• [Work instruction]: Your task is to write out all of the records once more, exactly.
*** Opening of Information given ***
PR #1751, opened 2023-06-28
Fix/se redis memory growth

jaffinito:
## Description

Adds a SimpleSchedulingService that makes our Scheduler available from IAgent.  This makes it possible to use the Scheduler in wrappers and extensions.

Adds some new properties to Segment to make it possible to block finished segments and datastore segments from getting added to the cache.

Several StackExchange.Redis 2+ improvements and fixes.
- Moves the storage of the Transaction out of the ProfilingSession (Redis class) and into the ConcurrentDictionary, still as a WeakReference.  This helps ensure that the transaction is not being held onto by the session.
- Implements locks to guard against threading issues with segments in GetProfilingSession and Cleanup.
- Adds a Cleanup method to SessionCache that runs on a 1 minute schedule.  This looks for finished segments and transactions as well as garbage collected transactions and removes them from the cache. 
- Adds new supportability metric to track number of items removed from cache on CleanUp called "Supportability/Dotnet/RedisSessionCacheCleanup/Count"

Adds unit tests for various states of segments and transactions as well as tests that make sure Harvest doesn't throw.

# Author Checklist

# Reviewer Checklist
- [ ] Perform code review


src/Agent/NewRelic/Agent/Extensions/NewRelic.Agent.Extensions/Api/ISegment.cs
```diff
@@ -68,5 +68,12 @@ public interface ISegment : ISpan
         /// Removes this segment from the top of the agent's internal call stack. Should only be used for asynchronous methods. Calling EndSegment is sufficient for synchronous methods.
         /// </summary>
         void RemoveSegmentFromCallStack();
+
+        string GetCategory();
+
+        /// <summary>
+        /// Will be true if a relative end time has been set on the segment.  In most situations, this is only set when a segment is ended.
+        /// </summary>
+        bool IsDone { get; }
```
nrcventura, line 77: Should we add these to ISegmentExperimental instead?

tests/Agent/UnitTests/CompositeTests/StackExchangeRedisSessionCacheTests.cs
nrcventura, line 1: We should probably address the warnings in this file.

src/Agent/NewRelic/Agent/Extensions/Providers/Wrapper/StackExchangeRedis2Plus/SessionCache.cs
```diff
@@ -45,15 +49,14 @@ public void Harvest(ISegment hostSegment)
                 return;
```
nrcventura, line 49: I think that we need to have a lock around this entire conditional. Without the lock, it's possible that the Cleanup method and the method to get a profiling session will be checking the state of things while this code decides to remove harvest the segment.

src/Agent/NewRelic/Agent/Extensions/Providers/Wrapper/StackExchangeRedis2Plus/SessionCache.cs
```diff
@@ -71,6 +75,28 @@ public void Harvest(ISegment hostSegment)
...
+        private void CleanUp()
+        {
+            var cleanedSessions = 0;
+            foreach (var pair in _sessionCache)
+            {
+                lock (pair.Key)
+                {
+                    if (pair.Key.IsDone
+                        || !(pair.Value.transaction?.TryGetTarget(out var txn) ?? false)
+                        || txn.IsFinished)
```
nrcventura, line 87: We might want to move the transaction check outside of the lock. I don't think that we want to remove the segments if they are not done, even if the transaction is done. If we cleanup segments that are not done here, it may be the case that the transaction finalization process has not forcibly ended the child segments yet, which would prevent us from capturing the redis segments since this code does not try to capture the redis segments.

src/Agent/NewRelic/Agent/Extensions/Providers/Wrapper/StackExchangeRedis2Plus/SessionCache.cs
```diff
@@ -111,25 +137,28 @@ public Func<ProfilingSession> GetProfilingSession()
...
                 // Don't want to save data to a session to a NoOp - no way to clean it up easily or reliably.
+                // Don't want to save to a Datastore segment - could be another Redis segment or something else.
                 var segment = transaction.CurrentSegment;
-                if (!segment.IsValid)
+                ProfilingSession session = null;
+
+                lock (segment)
                 {
-                    return null;
+                    if (segment.IsValid && !segment.IsDone && segment.GetCategory() != "Datastore")
```
nrcventura, line 146: segment.IsValid and segment.GetCategory does not change over time, we might want to pull these checks outside of the lock, and only lock around the conditional that checks that the segment is not done.

src/Agent/NewRelic/Agent/Extensions/Providers/Wrapper/StackExchangeRedis2Plus/SessionCache.cs
```diff
@@ -71,6 +75,28 @@ public void Harvest(ISegment hostSegment)
             }
         }
 
+        private void CleanUp()
+        {
+            var cleanedSessions = 0;
+            foreach (var pair in _sessionCache)
```
chynesNR, line 81: To follow up on Chris' above comment, I think we risk this enumerable changing due to `Harvest` as we loop through it.

src/Agent/NewRelic/Agent/Extensions/NewRelic.Agent.Extensions/Api/ISegment.cs
jaffinito: It works both ways, but experimental does give us options so I am going to see about moving it over.

nrcventura (approved):

tippmar-nr (approved):

src/Agent/NewRelic/Agent/Extensions/Providers/Wrapper/StackExchangeRedis2Plus/SessionCache.cs
chynesNR: My mistake, this enumerable is threadsafe.

chynesNR (approved):

chynesNR (approved):

nrcventura (approved):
*** Close of Information given ***
• [Exercise answer]:
PR #1751, opened 2023-06-28
Fix/se redis memory growth

jaffinito:
## Description

Adds a SimpleSchedulingService that makes our Scheduler available from IAgent.  This makes it possible to use the Scheduler in wrappers and extensions.

Adds some new properties to Segment to make it possible to block finished segments and datastore segments from getting added to the cache.

Several StackExchange.Redis 2+ improvements and fixes.
- Moves the storage of the Transaction out of the ProfilingSession (Redis class) and into the ConcurrentDictionary, still as a WeakReference.  This helps ensure that the transaction is not being held onto by the session.
- Implements locks to guard against threading issues with segments in GetProfilingSession and Cleanup.
- Adds a Cleanup method to SessionCache that runs on a 1 minute schedule.  This looks for finished segments and transactions as well as garbage collected transactions and removes them from the cache. 
- Adds new supportability metric to track number of items removed from cache on CleanUp called "Supportability/Dotnet/RedisSessionCacheCleanup/Count"

Adds unit tests for various states of segments and transactions as well as tests that make sure Harvest doesn't throw.

# Author Checklist

# Reviewer Checklist
- [ ] Perform code review


src/Agent/NewRelic/Agent/Extensions/NewRelic.Agent.Extensions/Api/ISegment.cs
```diff
@@ -68,5 +68,12 @@ public interface ISegment : ISpan
         /// Removes this segment from the top of the agent's internal call stack. Should only be used for asynchronous methods. Calling EndSegment is sufficient for synchronous methods.
         /// </summary>
         void RemoveSegmentFromCallStack();
+
+        string GetCategory();
+
+        /// <summary>
+        /// Will be true if a relative end time has been set on the segment.  In most situations, this is only set when a segment is ended.
+        /// </summary>
+        bool IsDone { get; }
```
nrcventura, line 77: Should we add these to ISegmentExperimental instead?

tests/Agent/UnitTests/CompositeTests/StackExchangeRedisSessionCacheTests.cs
nrcventura, line 1: We should probably address the warnings in this file.

src/Agent/NewRelic/Agent/Extensions/Providers/Wrapper/StackExchangeRedis2Plus/SessionCache.cs
```diff
@@ -45,15 +49,14 @@ public void Harvest(ISegment hostSegment)
                 return;
```
nrcventura, line 49: I think that we need to have a lock around this entire conditional. Without the lock, it's possible that the Cleanup method and the method to get a profiling session will be checking the state of things while this code decides to remove harvest the segment.

src/Agent/NewRelic/Agent/Extensions/Providers/Wrapper/StackExchangeRedis2Plus/SessionCache.cs
```diff
@@ -71,6 +75,28 @@ public void Harvest(ISegment hostSegment)
...
+        private void CleanUp()
+        {
+            var cleanedSessions = 0;
+            foreach (var pair in _sessionCache)
+            {
+                lock (pair.Key)
+                {
+                    if (pair.Key.IsDone
+                        || !(pair.Value.transaction?.TryGetTarget(out var txn) ?? false)
+                        || txn.IsFinished)
```
nrcventura, line 87: We might want to move the transaction check outside of the lock. I don't think that we want to remove the segments if they are not done, even if the transaction is done. If we cleanup segments that are not done here, it may be the case that the transaction finalization process has not forcibly ended the child segments yet, which would prevent us from capturing the redis segments since this code does not try to capture the redis segments.

src/Agent/NewRelic/Agent/Extensions/Providers/Wrapper/StackExchangeRedis2Plus/SessionCache.cs
```diff
@@ -111,25 +137,28 @@ public Func<ProfilingSession> GetProfilingSession()
...
                 // Don't want to save data to a session to a NoOp - no way to clean it up easily or reliably.
+                // Don't want to save to a Datastore segment - could be another Redis segment or something else.
                 var segment = transaction.CurrentSegment;
-                if (!segment.IsValid)
+                ProfilingSession session = null;
+
+                lock (segment)
                 {
-                    return null;
+                    if (segment.IsValid && !segment.IsDone && segment.GetCategory() != "Datastore")
```
nrcventura, line 146: segment.IsValid and segment.GetCategory does not change over time, we might want to pull these checks outside of the lock, and only lock around the conditional that checks that the segment is not done.

src/Agent/NewRelic/Agent/Extensions/Providers/Wrapper/StackExchangeRedis2Plus/SessionCache.cs
```diff
@@ -71,6 +75,28 @@ public void Harvest(ISegment hostSegment)
             }
         }
 
+        private void CleanUp()
+        {
+            var cleanedSessions = 0;
+            foreach (var pair in _sessionCache)
```
chynesNR, line 81: To follow up on Chris' above comment, I think we risk this enumerable changing due to `Harvest` as we loop through it.

src/Agent/NewRelic/Agent/Extensions/NewRelic.Agent.Extensions/Api/ISegment.cs
jaffinito: It works both ways, but experimental does give us options so I am going to see about moving it over.

nrcventura (approved):

tippmar-nr (approved):

src/Agent/NewRelic/Agent/Extensions/Providers/Wrapper/StackExchangeRedis2Plus/SessionCache.cs
chynesNR: My mistake, this enumerable is threadsafe.

chynesNR (approved):

chynesNR (approved):

nrcventura (approved):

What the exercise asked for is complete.